Zeitpunkt: Die beste Zeit für entspannende Bäder ist gegen 21 Uhr, weil sie müde machen und auf eine erholsame Nacht vorbereiten.

Noch mehr Entspannung in der Badewanne

Mit allen Sinnen: Es sollte auf grelles Licht verzichtet werden. Viel wirkungsvoller für die Entspannung von Körper und Geist ist warmes Licht. Mit ein paar schönen Kerzen kann in Handumdrehen eine entspannte Atmosphäre gezaubert werden. Während des Bades können auch die Ohren mit sanfter Musik verwöhnt werden. Die sinnliche Krönung ist ein leckeres Getränk, das auf dem Badewannenrand nur darauf wartet auch noch ein passendes Geschmackserlebnis zu bereiten. 

Entspannen: Um in der Badewanne richtig bequem zu liegen, sollte am besten ein Wannenkissen verwendet werden, in das der Kopf gebettet werden kann.

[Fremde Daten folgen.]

PR #1182, opened 2026-01-22
Add scratch region

syntactically:
This adds the new scratch region, which will eventually become where everything writable is, but is currently not used.

A prerequisite of this is to improve whp support for dynamically mapping file handles into the surrogate process. The same infrastructure could be used to expose (some parts of) the host mapping API on Windows.

### DIFF
--- a/src/hyperlight_common/src/arch/amd64/layout.rs
+++ b/src/hyperlight_common/src/arch/amd64/layout.rs
@@ -14,5 +14,14 @@ See the License for the specific language governing permissions and
 limitations under the License.
  */
 
-// Keep in mind that the minimum upper half GVA is 0xffff_8000_0000_0000
-pub const SNAPSHOT_PT_GVA: usize = 0xffff_ff00_0000_0000;
+/// We have this the top of the page below the top of memory in order
+/// to make working with start/end ptrs in a few places more
+/// convenient (not needing to worry about overflow)
+pub const MAX_GVA: usize = 0xffff_ffff_ffff_efff;
+pub const SNAPSHOT_PT_GVA: usize = 0xffff_8000_0000_0000;
+
+/// We assume 36-bit IPAs for now, since every amd64 processor
+/// supports at least 36 bits.  Almost all of them support at least 40
+/// bits, so we could consider bumping this in the future if we were
+/// ever memory-constrained.
+pub const MAX_GPA: usize = 0x0000_000f_ffff_ffff;
--- a/src/hyperlight_host/src/hypervisor/virtual_machine/kvm.rs
+++ b/src/hyperlight_host/src/hypervisor/virtual_machine/kvm.rs
@@ -83,6 +83,23 @@ impl KvmVm {
             .create_vcpu(0)
             .map_err(|e| CreateVmError::CreateVcpuFd(e.into()))?;
 
+        // Set the CPUID leaf for MaxPhysAddr. KVM allows this to
+        // easily be overridden by the hypervisor and defaults it very
+        // low, while mshv passes it through from hardware unless an
+        // intercept is installed.
+        let mut kvm_cpuid = hv
+            .get_supported_cpuid(kvm_bindings::KVM_MAX_CPUID_ENTRIES)
+            .map_err(|e| CreateVmError::InitializeVm(e.into()))?;
+        for entry in kvm_cpuid.as_mut_slice().iter_mut() {
+            if entry.function == 0x8000_0008 {
+                entry.eax &= !0xff;
+                entry.eax |= hyperlight_common::layout::MAX_GPA.ilog2() + 1;
+            }
+        }
+        vcpu_fd
+            .set_cpuid2(&kvm_cpuid)
+            .map_err(|e| CreateVmError::InitializeVm(e.into()))?;
+
         Ok(Self {
             vm_fd,
             vcpu_fd,
--- a/src/hyperlight_host/src/mem/mgr.rs
+++ b/src/hyperlight_host/src/mem/mgr.rs
@@ -45,6 +45,8 @@ pub(crate) const STACK_COOKIE_LEN: usize = 16;
 pub(crate) struct SandboxMemoryManager<S> {
     /// Shared memory for the Sandbox
     pub(crate) shared_mem: S,
+    /// Scratch memory for the Sandbox
+    pub(crate) scratch_mem: S,
     /// The memory layout of the underlying shared memory
     pub(crate) layout: SandboxMemoryLayout,
     /// Pointer to where to load memory from
@@ -145,6 +147,7 @@ where
     pub(crate) fn new(
         layout: SandboxMemoryLayout,
         shared_mem: S,
+        scratch_mem: S,
         load_addr: RawPtr,
         entrypoint_offset: Option<Offset>,
         stack_cookie: [u8; STACK_COOKIE_LEN],
@@ -152,6 +155,7 @@ where
         Self {
             layout,
             shared_mem,
+            scratch_mem,
             load_addr,
             entrypoint_offset,
             mapped_rgns: 0,
@@ -191,12 +195,6 @@ where
             mapped_regions,
         )
     }
-
-    /// This function restores a memory snapshot from a given snapshot.
-    pub(crate) fn restore_snapshot(&mut self, snapshot: &Snapshot) -> Result<()> {
-        self.shared_mem.restore_from_snapshot(snapshot)?;
-        Ok(())
-    }
 }
 
 impl SandboxMemoryManager<ExclusiveSharedMemory> {
@@ -204,6 +202,7 @@ impl SandboxMemoryManager<ExclusiveSharedMemory> {
         let layout = *s.layout();
         let mut shared_mem = ExclusiveSharedMemory::new(s.mem_size())?;
         shared_mem.copy_from_slice(s.memory(), 0)?;
+        let scratch_mem = ExclusiveSharedMemory::new(s.layout().get_scratch_size())?;
         let load_addr: RawPtr = RawPtr::try_from(layout.get_guest_code_address())?;
         let stack_cookie = rand::random::<[u8; STACK_COOKIE_LEN]>();
         let entrypoint_gva = s.preinitialise();
@@ -211,6 +210,7 @@ impl SandboxMemoryManager<ExclusiveSharedMemory> {
         Ok(Self::new(
             layout,
             shared_mem,
+            scratch_mem,
             load_addr,
             entrypoint_offset,
             stack_cookie,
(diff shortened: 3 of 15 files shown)


src/hyperlight_host/src/sandbox/snapshot.rs
```diff
@@ -184,6 +192,23 @@ impl Snapshot {
...
+            // 2. Map the scratch region
+            let scratch_size = cfg.get_scratch_size();
+            let mapping = Mapping {
+                phys_base: hyperlight_common::layout::scratch_base_gpa(scratch_size),
+                virt_base: hyperlight_common::layout::scratch_base_gva(scratch_size),
+                len: scratch_size as u64,
+                kind: MappingKind::BasicMapping(BasicMapping {
+                    readable: true,
+                    writable: true,
+                    executable: true,
```
ludfjig, line 205: should the scratch region be executable? I guess it's fine?

src/hyperlight_host/src/hypervisor/surrogate_process.rs
```diff
@@ -15,60 +15,155 @@ limitations under the License.
...
+use windows::Win32::System::SystemServices::NUMA_NO_PREFERRED_NODE;
 
 use super::surrogate_process_manager::get_surrogate_process_manager;
 use super::wrappers::HandleWrapper;
+use crate::HyperlightError::WindowsAPIError;
+use crate::{Result, log_then_return};
+
+#[derive(Debug)]
+pub(crate) struct HandleMapping {
+    pub(crate) use_count: u64,
```
ludfjig, line 37: Is this `use_count` used for anything or could we remove it?

src/hyperlight_host/src/hypervisor/surrogate_process.rs
```diff
@@ -15,60 +15,155 @@ limitations under the License.
...
+            }
+        }
+    }
+
+    pub(super) fn unmap(&mut self, host_base: usize) {
+        if let Some(entry) = self.mappings.remove(&host_base) {
+            self.unmap_helper(entry.surrogate_base);
+        } else {
+            #[cfg(debug_assertions)]
+            panic!("Attempted to unmap from surrogate a region that was never mapped")
```
ludfjig: I personally am a fan of panicking on user errors like this instead of slapping `Result` everywhere, I think maybe there are other places in our codebase where we can consider starting to panic. I know we are supposed to be "panic-free", but I think we can still improve alot

src/hyperlight_host/src/hypervisor/crashdump.rs
```diff
@@ -86,11 +86,11 @@ impl GuestView {
         let regions = ctx
             .regions
             .iter()
-            .filter(|r| !r.host_region.is_empty())
+            .filter(|r| !r.guest_region.is_empty())
```
ludfjig, line 89: for my own sake, is there any logic whether we check guest_region or host_region here and in other places?

src/hyperlight_common/src/arch/amd64/layout.rs
```diff
@@ -14,5 +14,14 @@ See the License for the specific language governing permissions and
...
+/// to make working with start/end ptrs in a few places more
+/// convenient (not needing to worry about overflow)
+pub const MAX_GVA: usize = 0xffff_ffff_ffff_efff;
+pub const SNAPSHOT_PT_GVA: usize = 0xffff_8000_0000_0000;
+
+/// We assume 36-bit IPAs for now, since every amd64 processor
+/// supports at least 36 bits.  Almost all of them support at least 40
+/// bits, so we could consider bumping this in the future if we were
+/// ever memory-constrained.
+pub const MAX_GPA: usize = 0x0000_00ff_ffff_ffff;
```
dblnz: Is this a typo or I don't understand it correctly?
Why is the `MAX_GPA` is `0x0000_00ff_ffff_ffff` (40 bit) when the comment above says `36 bit`?

src/hyperlight_host/src/hypervisor/surrogate_process.rs
andreiltd: Shouldn't `unmap` check `use_count` before actually unmapping and only unmap when it equals 1? At least this is what I would expect from this pattern.

src/hyperlight_host/src/mem/mgr.rs
```diff
@@ -236,9 +236,11 @@ impl SandboxMemoryManager<ExclusiveSharedMemory> {
         SandboxMemoryManager<GuestSharedMemory>,
     ) {
         let (hshm, gshm) = self.shared_mem.build();
+        let (hscratch, gscratch) = self.scratch_mem.build();
```
andreiltd, line 239: This is probably a silly question but I would like to understand this split better: could you explain why scratch memory gets its own `SharedMemory` host/guest pair as opposed to scratch being just regions in `shared_mem`?

src/hyperlight_host/src/hypervisor/surrogate_process.rs
```diff
@@ -15,60 +15,155 @@ limitations under the License.
...
+            Entry::Occupied(mut oe) => {
+                oe.get_mut().use_count += 1;
+                Ok(oe.get().surrogate_base)
+            }
+            Entry::Vacant(ve) => {
+                // Use MapViewOfFile2 to map memory into the surrogate process, the MapViewOfFile2 API is implemented in as an inline function in a windows header file
+                // (see https://learn.microsoft.com/en-us/windows/win32/api/memoryapi/nf-memoryapi-mapviewoffile2#remarks) so we use the same API it uses in the header file here instead of
+                // MapViewOfFile2 which does not exist in the rust crate (see https://github.com/microsoft/windows-rs/issues/2595)
+                let surrogate_base = unsafe {
+                    MapViewOfFileNuma2(
```
andreiltd, line 76: The docs say the function can fail:

https://learn.microsoft.com/en-us/windows/win32/api/memoryapi/nf-memoryapi-mapviewoffilenuma2#return-value

Should we check we get non null `Value`?

src/hyperlight_host/src/hypervisor/crashdump.rs
```diff
@@ -86,11 +86,11 @@ impl GuestView {
...
             .map(|r| VaRegion {
                 begin: r.guest_region.start as u64,
                 end: r.guest_region.end as u64,
-                offset: r.host_region.start as u64,
+                offset: <_ as Into<usize>>::into(r.host_region.start) as u64,
```
andreiltd, line 93: This looks like a fix straight from rust-analyzer 😄  can this be just `.into()`?

src/hyperlight_host/src/sandbox/snapshot.rs
syntactically: Yes, it should, since e.g. wasm code loaded at runtime will end up here at least briefly. The general ethos here is to move all the page protections into the guest, which can choose to make some regions NX if it wants to.

src/hyperlight_host/src/hypervisor/surrogate_process.rs
syntactically: Yeah, in this case it is a little bit of a cop-out because of the clippy lint, so it silently ignores the error in production, which I don't love. I would like to have another discussion about the use of the anti-panic clippy lint overall / the goal of being mostly panic free. I think that in general there are a large class of internal error things that we currently log or return runtime failure for, but which really are indicative of a bug inside hyperlight (some invariant not being maintained) rather than a mis-use of hyperlight as a library from another application. Being security-focused code, I generally feel that we should check invariants early and often, and indeed take the quickest safe option of "OK just die now" when we find invariant violations, rather than just returning an error but allowing the system to continue to operate in a known-to-be-inconsistent state.

src/hyperlight_host/src/hypervisor/surrogate_process.rs
syntactically: This code was just pulled over from `surrogate_process_manager.rs` where it did the same thing, I think?  So maybe, but I'm not sure this is the correct venue to fix it?

src/hyperlight_host/src/mem/mgr.rs
syntactically: Eventually the original `shared_mem` will all be readonly and hopefully eventually just be a direct mapping of a snapshot file.

src/hyperlight_common/src/arch/amd64/layout.rs
syntactically: Indeed, thanks for catching that.

src/hyperlight_host/src/hypervisor/crashdump.rs
syntactically: Calculating the length of `host_region` is annoying now because on Windows the endpoints aren't just numbers anymore. As far as I know, it is an invariant of the structure that `host_region` and `guest_region` have the same length, and I consider it a bug that they both have a length at all---I would like to just get rid of the endpoint of `host_region` entirely, storing only `host_base`.  I didn't do that in this PR though, so this was a (bit of an ugly short-term) stop-gap. I'll leave this as is and file an issue about removing the endpoint of host_region to make it make more sense perhaps?

src/hyperlight_host/src/hypervisor/surrogate_process.rs
syntactically: Oh, yeah, you are totally correct! Sorry, will fix.

src/hyperlight_host/src/hypervisor/surrogate_process.rs
ludfjig: agree!

syntactically:
@andreiltd @ludfjig Thanks for the reviews---I believe I added fixup! commits for most of your comments? 

There was also quite some churn in the base commit during rebasing due to the error PR merging, but I don't think anything semantically changed.

src/hyperlight_host/src/hypervisor/crashdump.rs
syntactically: I think making this into just `.into()` would require adding an `Into<u64>` implementation for the type, as the annotation is being used to go from the type -> usize -> u64, which I didn't think was worth it for just the one case?

syntactically:
I have squashed the fixup!s in, in preparation for fast-forward merging this.

src/hyperlight_host/src/hypervisor/virtual_machine/kvm.rs
```diff
@@ -83,6 +83,23 @@ impl KvmVm {
...
 
+        // Set the CPUID leaf for MaxPhysAddr. KVM allows this to
+        // easily be overridden by the hypervisor and defaults it very
+        // low, while mshv passes it through from hardware unless an
+        // intercept is installed.
+        let mut kvm_cpuid = hv
+            .get_supported_cpuid(kvm_bindings::KVM_MAX_CPUID_ENTRIES)
+            .map_err(|e| CreateVmError::InitializeVm(e.into()))?;
+        for entry in kvm_cpuid.as_mut_slice().iter_mut() {
+            if entry.function == 0x8000_0008 {
```
dblnz, line 94: Nit: Maybe we could set a `const` instead of the magic number.

dblnz: sorry for the late comment.
It's just a small observation, you can merge it anyway and fix it later, from my point of view

syntactically: I will fix it later so that we don't have to go through the whole round of wait for CI and get approvals again.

So können Nacken und Schultern richtig entspannen. Wie beim Schwimmen gilt übrigens auch beim Baden: Nicht mit vollem Magen ins Wasser steigen! Nur so wirst Du Dich vollkommen entspannen und Deine Gedanken auf eine ruhige Reise schicken können. 

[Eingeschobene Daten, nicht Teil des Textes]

PR #1184, opened 2026-01-24
Code refactor to set trace context in run_vcpu function.

### LINKED ISSUE #1076: Make sure guest spans are setup as late as possible to avoid human error

vshailesh:
- code refactor to the trace_guest feature.
- only start trace_guest after entering the run_vcpu function.
- Closes #1076

### DIFF
--- a/src/hyperlight_host/src/hypervisor/virtual_machine/mshv.rs
+++ b/src/hyperlight_host/src/hypervisor/virtual_machine/mshv.rs
@@ -30,6 +30,8 @@ use mshv_bindings::{
 };
 use mshv_ioctls::{Mshv, VcpuFd, VmFd};
 use tracing::{Span, instrument};
+#[cfg(feature = "trace_guest")]
+use tracing_opentelemetry::OpenTelemetrySpanExt;
 
 #[cfg(gdb)]
 use crate::hypervisor::gdb::{DebugError, DebuggableVm};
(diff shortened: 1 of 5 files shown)


dblnz:
Could you please take care of the clippy warnings. Thanks!

src/hyperlight_host/src/hypervisor/virtual_machine/mshv.rs
```diff
@@ -121,7 +125,12 @@ impl VirtualMachine for MshvVm {
             .map_err(|e| UnmapMemoryError::Hypervisor(e.into()))
     }
 
-    fn run_vcpu(&mut self) -> std::result::Result<VmExit, RunVcpuError> {
+    fn run_vcpu(
+        &mut self,
+        #[cfg(feature = "trace_guest")] tc: &mut SandboxTraceContext,
+    ) -> std::result::Result<VmExit, RunVcpuError> {
+        #[cfg(feature = "trace_guest")]
+        tc.setup_guest_trace(Span::current().context());
```
ludfjig: Thanks a lot for this! Just a minor comment: Would you mind moving this right before the call to vcpu.run() in each driver? And a comment would be great as well that it's important that `setup_guest_trace` is called right before the `run` call.

dblnz:
@ludfjig I see you requested changed, do you have anything more to add?

PR #1194, opened 2026-01-27
Support wasmparser 0.244.0 breaking API changes

jsturtevant:
wasmparser 0.244.0 introduced breaking changes from PR #2376 which bakes async into component model function types. This adds an async_ field to ComponentFuncType and a new Map variant to ComponentDefinedType.

Since Hyperlight does not yet support async component model features, we handle these new API additions by panicking with clear error messages, consistent with how Future and Stream types are already handled.

This unblocks the Dependabot PR #1156 which was failing CI due to these breaking changes.

### DIFF
--- a/src/hyperlight_component_util/src/elaborate.rs
+++ b/src/hyperlight_component_util/src/elaborate.rs
@@ -439,10 +439,16 @@ impl<'p, 'a> Ctx<'p, 'a> {
             ComponentDefinedType::Future(_) | ComponentDefinedType::Stream(_) => {
                 panic!("async not yet supported")
             }
+            ComponentDefinedType::Map(_, _) => {
+                panic!("map type not yet supported")
+            }
         }
     }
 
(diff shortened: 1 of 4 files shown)


src/hyperlight_component_util/src/elaborate.rs
```diff
@@ -436,13 +436,18 @@ impl<'p, 'a> Ctx<'p, 'a> {
             ComponentDefinedType::FixedSizeList(vt, size) => {
                 Ok(Value::FixList(Box::new(self.elab_value(vt)?), *size))
             }
-            ComponentDefinedType::Future(_) | ComponentDefinedType::Stream(_) => {
+            ComponentDefinedType::Future(_)
+            | ComponentDefinedType::Stream(_)
+            | ComponentDefinedType::Map(_, _) => {
                 panic!("async not yet supported")
             }
```
ludfjig: should we add "map" to the panic message?

jsturtevant: oh yea a better error message would be good. let me fix that up

jsturtevant: updated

Schönheitspflege: Das Bad kann natürlich auch zur Schönheitspflege genutzt werden. So kann zum Beispiel vorher eine Gesichtsmaske oder Haarkur aufgetragen werden, die während der Badezeit ideal einwirken kann.
Unser Tipp für die Extraportion Hautpflege: einige Tropfen eines beliebigen Körperöls zum Badewasser hinzugeben. Nach dem Bad tupfst Du Deine Haut sanft mit einem Handtuch trocken, anstatt sie abzureiben. So kann das Öl seine Wirkung auf der Haut noch besser entfalten. Nach dem Baden sollte noch etwas Zeit sein, um die Haut mit einer Bodylotion oder einem Hautöl zu verwöhnen und ihr so die verlorene Feuchtigkeit zurückzugeben. 

Zimmertemperatur: Damit der angenehme Effekt eines warmen Bades auch anhält, sollte im Badezimmer eine angenehme Temperatur von 25 bis 30 °C herrschen. 

Ausruhen: Nach dem Baden empfehlen wir eine halbe Stunde Ruhe. So wirken die angenehmen Effekte des warmen Wassers optimal nach. Mach es Dir mit einer kuscheligen Decke auf dem Sofa bequem und verlängere so den Genuss des warmen Bades.